19. The facts of the instant case would indicate that on 15.02.2020, the petitioner extended the credit facility to the respondent, and the credit facility agreement dated 15.02.2024 was executed. The amount was to be repaid in terms of the said agreement. However, on commission of default, the petitioner appears to have issued a notice demanding the balance amount, but the said amount has not been paid.

20. Accordingly, the petitioner has invoked Clause 15.[2] of the Credit Facility Agreement for the appointment of the Arbitrator. The said clause reads as under:- "15.[2] Arbitration: Any dispute under this Agreement shall be settled by binding arbitration conducted in English with the seat of arbitration in New Delhi before a single arbitrator appointed by Lender at its sole discretion, as per the Arbitration and conciliation Act, 1996."

21. It is thus seen that there exists an arbitration clause in the event any dispute has arisen between the parties and the same remains undisputed, there is no impediment in appointing an independent Sole Arbitrator for adjudicating the disputes between the parties as prayed for, as mandated in terms of the judgments of the Supreme Court in Perkins Eastman Architects DPC v. HSCC (India) Ltd.,[6] TRF Limited v. Energo Engineering Projects Ltd.,[7] Bharat Broadband Network Limited v. United

Telecoms Limited.,[8] and Interplay between Arbitration Agreements under the Arbitration & Conciliation Act, 1996 & the Indian Stamp Act, 18999.

22. In view of the aforesaid, the Court deems it appropriate to appoint Mr. Shivam Sachdeva Advocate, (Mobile Number:+91-9971358035, Email:shivam.sachdeva1298@gmail.com) as the Sole Arbitrator to adjudicate the dispute between the parties.

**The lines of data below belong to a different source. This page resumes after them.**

PR #455, opened 2026-04-28
fix(ttyd): match xterm bg to host + visible boundary

Jiahui-Gu:
## Summary
- Pass an additional `-t theme={\"background\":\"#0B0B0C\"}` to ttyd spawn so xterm bg matches host chrome exactly (no off-by-a-shade dark slab).
- Add `bg-[#0B0B0C] ring-1 ring-inset ring-white/5` on the `<webview>` so the TUI boundary is faintly visible without competing with content.
- Resolves #499 cosmetic issue that previously looked like a render bug and triggered repeated false-alarm investigations.

## Files
- electron/cliBridge/processManager.ts (added theme arg + comment)
- src/components/TtydPane.tsx (matched bg + inset ring)

## Before / After
- docs/screenshots/xterm-bg-fix/before.png
- docs/screenshots/xterm-bg-fix/after.png
- docs/screenshots/xterm-bg-fix/before-webview-mount.png
- docs/screenshots/xterm-bg-fix/after-webview-mount.png

Captured via `node scripts/dogfood-probe-happy-path.mjs` (before: stash + run; after: rebuild + run). Before/after MD5 differ; visual confirms faint inset ring delineates TUI boundary against host chrome.

## Verification
- npm run lint: 0 errors (5 preexisting warnings in electron/main.ts unrelated)
- npm run typecheck: clean
- happy-path probe: PASS (claude-replied)


Jiahui-Gu:
LGTM — reviewer pass.

**Layer 1 (necessity / approach)**
- Worth shipping. The off-by-a-shade bg burned multiple debug rounds (#499); making the seam intentional + faintly bordered prevents recurrence. Real value beyond pixel-pushing.
- Option A+B combined is acceptable. A alone (theme match) would suffice, but B (inset ring) future-proofs for multi-pane layouts at zero cost.
- ttyd argv risk verified: `spawn(ttyd, args, ...)` is array-based, so `'-t'` and `'theme={"background":"#0B0B0C"}'` arrive as separate argv elements — no shell quoting concern. Each `-t` takes one option, syntax is correct.

**Layer 2 (implementation)**
- `processManager.ts`: two `-t` flags well-formed; comment explains the WHY (#499 misdiagnosis history) per repo style. Good.
- `TtydPane.tsx`: `bg-[#0B0B0C]` matches ttyd theme exactly; `ring-1 ring-inset ring-white/5` is the right Tailwind (inset keeps the ring inside the box, no layout shift). `title={\`ttyd session ${sessionId}\`}` preserved — harness-ui selectors safe.
- Screenshots: all 4 under `docs/screenshots/xterm-bg-fix/` per repo convention. before.png (117162 B) vs after.png (118922 B) — distinct PNGs, prod bundle rebuilt between captures per PR body.

**CI**
- ubuntu + macos + no-silent-drops: PASS.
- windows-latest: FAIL, but failure is `ModuleNotFoundError: No module named 'distutils'` during `npm ci` postinstall (node-gyp on Python 3.12 GHA runner). **Same failure on `working` HEAD** (run 25019887683) — pre-existing env rot, not caused by this PR. A pure cosmetic string-only change cannot affect native module rebuild. Windows CI fix should be tracked separately.

Manager: safe to merge.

23. The Sole Arbitrator may proceed with the arbitration proceedings, subject to furnishing to the parties, requisite disclosures as required under Section 12 of the Arbitration and Conciliation Act, 1996.

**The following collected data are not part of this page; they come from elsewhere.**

PR #459, opened 2026-04-28
[FAIL] test(e2e): probe-real-reopen-resume (UX G)

Jiahui-Gu:
## UX scenario (Task #507, UX G)

User words (verbatim):
> 3是关闭ccsm以后再打开，点击session可以聊天（暗含了resume在里面）

Close ccsm, reopen it, click on a session, the chat must work — implicit:
\`claude --resume\` must restore the prior conversation across an app restart.

## Probe steps

1. Build an isolated \`~/.claude\` tempDir (auth files only).
2. Launch ccsm run #1 with that tempDir + a fixed electron userData dir we
   control across both launches.
3. Seed a session via \`__ccsmStore.createSession\`, drive its ttyd webview,
   send \"remember the word OMEGA\", wait for claude's reply.
4. Wait past the persist debounce (250 ms) + cushion so ccsm.db has the
   session row, then \`app1.close()\`.
5. Launch ccsm run #2 with **SAME** tempDir AND **SAME** userDataDir.
6. Verify persisted session re-appears in the sidebar (\`[data-session-id]\`).
7. Click the session — \`activeId\` flips, TtydPane mounts.
8. **Cross-restart resume assertion:** grep the resumed xterm buffer for
   the OMEGA token from run #1.
9. Send a follow-up message — confirm claude replies again.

24. The Sole Arbitrator shall be entitled to fee in accordance with the IVth Schedule of the A&C Act, or as otherwise agreed to between the parties and the learned Sole Arbitrator. The parties shall share the fee of the Arbitrator and arbitral cost, equally.

25. It is also pertinent to note that the Court has not expressed anything on the merits of the case in relation to the claims/counter-claims of the respective parties. All these aspects are left open by the Court, to be adjudicated by the Sole Arbitrator in accordance with law.

26. Let the copy of the said order be sent to the newly appointed Arbitrator through the electronic mode as well. Accordingly, the instant petitions stand disposed of.